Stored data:
PR #347, opened 2025-06-02
Added json schema

TomAugspurger:
This adds a pair of [json schema](https://json-schema.org/docs) schemas to the repository. One for Array metadata and one for Group metadata.

For those unfamiliar with json-schema, it's a language for validating JSON documents. You write schemas (in JSON) and tools can validate JSON objects ("instances") against that schema. For example, the following Group would be flagged as invalid, because it lacks a `zarr_format` field:

```json
{
    "node_type": "group",
    "attributes": {
        "spam": "ham",
        "eggs": 42
    }
} 
```

The [check-jsonschema](https://github.com/python-jsonschema/check-jsonschema) tool can be used to validate this, but there are many alternative tools that could be used:

```
❯ check-jsonschema --schemafile json-schema/group.json examples/example-group/zarr.json
Schema validation errors were encountered.
  examples/example-group/zarr.json::$: 'zarr_format' is a required property
```

Note that this only validates metadata stored within the `zarr.json` objects. It has no bearing on the actual data in the chunk files.

In addition to the schemas, I've included *the metadata* for a few examples, and have validated them against the json schema.

This is motivated by https://github.com/zarr-developers/geozarr-spec/issues/72. geozarr can define its own json schema for the additional properties it adds.


json-schema/array.json
```diff
@@ -0,0 +1,639 @@
+{
+    "$schema": "https://json-schema.org/draft/2020-12/schema",
+    "$id": "https://zarr-specs.readthedocs.io/v3/json-schema/array.json",
```
TomAugspurger, line 3: We'll need to find a suitable URI for the schema itself. Ideally we can publish the schema on tags to this repository through CI/CD.

STAC uses https://schemas.stacspec.org/<version>/item-spec/json-schema/<object-type>.json, for example https://schemas.stacspec.org/v1.1.0/item-spec/json-schema/item.json.

json-schema/array.json
```diff
@@ -0,0 +1,639 @@
...
+            "allOf": [
+                {
+                    "$ref": "#/$defs/extension_object"
+                },
+                {
+                    "properties": {
+                        "name": {
+                            "type": "string",
+                            "not": {
+                                "anyOf": [
```
TomAugspurger, line 521: This is a common pattern for all the extension objects (`data_type`, `codec`, etc.). We're using the [`oneOf`](https://json-schema.org/understanding-json-schema/reference/combining#oneOf) keyword to ensure that the data type, say, matches *exactly* one data type definition.

To ensure that a data type like `"bool"` doesn't match against both the core bool data type and an extension data type, we need to prohibit extension types from shadowing a core data type.

json-schema/group.json
```diff
@@ -0,0 +1,58 @@
+{
+    "$schema": "https://json-schema.org/draft/2020-12/schema",
+    "$id": "https://zarr-specs.readthedocs.io/v3/json-schema/group.json",
```
TomAugspurger, line 3: Also needs a permanent URI.

d-v-b:
this is awesome work tom!

jbms:
This is great work. 

It does seem rather unfortunate to have to list all of the ids defined in the core spec redundantly in order to exclude them as valid extension names. 

One idea would be to just pull in all of the schemas from zarr-extensions automatically (e.g. via a program that generates the schema), and disallow in the schema unknown IDs.

We could update zarr-extensions to include separate schemas for the core ids also.  That way almost everything could be pulled in just from zarr-extensions.

TomAugspurger:
> It does seem rather unfortunate to have to list all of the ids defined in the core spec redundantly in order to exclude them as valid extension names.

My natural preference is for simple / dumb solutions. In this case I'm probably fine with repeating the names since CI should immediately fail if we add some new core object but forget to update the list of fields. I *think* it's impossible for these to get out of sync. 

> We could update zarr-extensions to include separate schemas for the core ids also.

I wasn't aware of the `zarr-extensions` repo until after I submitted this PR. My initial preference would be to keep the JSON schema in the same repository otherwise it's (even more) likely to fall out of date as the spec evolves.

json-schema/array.json
pzaborowski: Good thing is if that is resolvable. You can also use this prefix if do not plan to keep own domain 'forever' https://schemas.opengis.net/. As you'll see here not all JSON schemas has Id (xml namespaces were more disciplined here) and these which has not always use the host e.g. https://schemas.opengis.net/os-geojson/1.0/example-1-eo-collections.json

json-schema/group.json
```diff
@@ -0,0 +1,58 @@
...
+    "title": "Zarr v3 Group Metadata Schema",
+    "description": "JSON Schema for Zarr v3 Group metadata documents.",
```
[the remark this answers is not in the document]
pzaborowski: looks like array.json schema could use $ref top level to this file not to replicate definitions. Resolvable URI thath can be changed later would help here, indeed.

jbms:
> > It does seem rather unfortunate to have to list all of the ids defined in the core spec redundantly in order to exclude them as valid extension names.
> 
> My natural preference is for simple / dumb solutions. In this case I'm probably fine with repeating the names since CI should immediately fail if we add some new core object but forget to update the list of fields. I *think* it's impossible for these to get out of sync. 

If something is missing from the list of exclusions then it will just also validate as an extension, meaning the configuration doesn't get checked. 

Additionally, if you make a typo in an identifier it will also just be considered an extension and validate successfully.

> 
> > We could update zarr-extensions to include separate schemas for the core ids also.
> 
> I wasn't aware of the `zarr-extensions` repo until after I submitted this PR. My initial preference would be to keep the JSON schema in the same repository otherwise it's (even more) likely to fall out of date as the spec evolves.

TASK OBJECTIVE:
Please write out every line of the data exactly.

OUTPUT FOR THIS EXERCISE:
PR #347, opened 2025-06-02
Added json schema

TomAugspurger:
This adds a pair of [json schema](https://json-schema.org/docs) schemas to the repository. One for Array metadata and one for Group metadata.

For those unfamiliar with json-schema, it's a language for validating JSON documents. You write schemas (in JSON) and tools can validate JSON objects ("instances") against that schema. For example, the following Group would be flagged as invalid, because it lacks a `zarr_format` field:

```json
{
    "node_type": "group",
    "attributes": {
        "spam": "ham",
        "eggs": 42
    }
} 
```

The [check-jsonschema](https://github.com/python-jsonschema/check-jsonschema) tool can be used to validate this, but there are many alternative tools that could be used:

```
❯ check-jsonschema --schemafile json-schema/group.json examples/example-group/zarr.json
Schema validation errors were encountered.
  examples/example-group/zarr.json::$: 'zarr_format' is a required property
```

Note that this only validates metadata stored within the `zarr.json` objects. It has no bearing on the actual data in the chunk files.

In addition to the schemas, I've included *the metadata* for a few examples, and have validated them against the json schema.

This is motivated by https://github.com/zarr-developers/geozarr-spec/issues/72. geozarr can define its own json schema for the additional properties it adds.


json-schema/array.json
```diff
@@ -0,0 +1,639 @@
+{
+    "$schema": "https://json-schema.org/draft/2020-12/schema",
+    "$id": "https://zarr-specs.readthedocs.io/v3/json-schema/array.json",
```
TomAugspurger, line 3: We'll need to find a suitable URI for the schema itself. Ideally we can publish the schema on tags to this repository through CI/CD.

STAC uses https://schemas.stacspec.org/<version>/item-spec/json-schema/<object-type>.json, for example https://schemas.stacspec.org/v1.1.0/item-spec/json-schema/item.json.

json-schema/array.json
```diff
@@ -0,0 +1,639 @@
...
+            "allOf": [
+                {
+                    "$ref": "#/$defs/extension_object"
+                },
+                {
+                    "properties": {
+                        "name": {
+                            "type": "string",
+                            "not": {
+                                "anyOf": [
```
TomAugspurger, line 521: This is a common pattern for all the extension objects (`data_type`, `codec`, etc.). We're using the [`oneOf`](https://json-schema.org/understanding-json-schema/reference/combining#oneOf) keyword to ensure that the data type, say, matches *exactly* one data type definition.

To ensure that a data type like `"bool"` doesn't match against both the core bool data type and an extension data type, we need to prohibit extension types from shadowing a core data type.

json-schema/group.json
```diff
@@ -0,0 +1,58 @@
+{
+    "$schema": "https://json-schema.org/draft/2020-12/schema",
+    "$id": "https://zarr-specs.readthedocs.io/v3/json-schema/group.json",
```
TomAugspurger, line 3: Also needs a permanent URI.

d-v-b:
this is awesome work tom!

jbms:
This is great work. 

It does seem rather unfortunate to have to list all of the ids defined in the core spec redundantly in order to exclude them as valid extension names. 

One idea would be to just pull in all of the schemas from zarr-extensions automatically (e.g. via a program that generates the schema), and disallow in the schema unknown IDs.

We could update zarr-extensions to include separate schemas for the core ids also.  That way almost everything could be pulled in just from zarr-extensions.

TomAugspurger:
> It does seem rather unfortunate to have to list all of the ids defined in the core spec redundantly in order to exclude them as valid extension names.

My natural preference is for simple / dumb solutions. In this case I'm probably fine with repeating the names since CI should immediately fail if we add some new core object but forget to update the list of fields. I *think* it's impossible for these to get out of sync. 

> We could update zarr-extensions to include separate schemas for the core ids also.

I wasn't aware of the `zarr-extensions` repo until after I submitted this PR. My initial preference would be to keep the JSON schema in the same repository otherwise it's (even more) likely to fall out of date as the spec evolves.

json-schema/array.json
pzaborowski: Good thing is if that is resolvable. You can also use this prefix if do not plan to keep own domain 'forever' https://schemas.opengis.net/. As you'll see here not all JSON schemas has Id (xml namespaces were more disciplined here) and these which has not always use the host e.g. https://schemas.opengis.net/os-geojson/1.0/example-1-eo-collections.json

json-schema/group.json
```diff
@@ -0,0 +1,58 @@
...
+    "title": "Zarr v3 Group Metadata Schema",
+    "description": "JSON Schema for Zarr v3 Group metadata documents.",
```
[the remark this answers is not in the document]
pzaborowski: looks like array.json schema could use $ref top level to this file not to replicate definitions. Resolvable URI thath can be changed later would help here, indeed.

jbms:
> > It does seem rather unfortunate to have to list all of the ids defined in the core spec redundantly in order to exclude them as valid extension names.
> 
> My natural preference is for simple / dumb solutions. In this case I'm probably fine with repeating the names since CI should immediately fail if we add some new core object but forget to update the list of fields. I *think* it's impossible for these to get out of sync. 

If something is missing from the list of exclusions then it will just also validate as an extension, meaning the configuration doesn't get checked. 

Additionally, if you make a typo in an identifier it will also just be considered an extension and validate successfully.

> 
> > We could update zarr-extensions to include separate schemas for the core ids also.
> 
> I wasn't aware of the `zarr-extensions` repo until after I submitted this PR. My initial preference would be to keep the JSON schema in the same repository otherwise it's (even more) likely to fall out of date as the spec evolves.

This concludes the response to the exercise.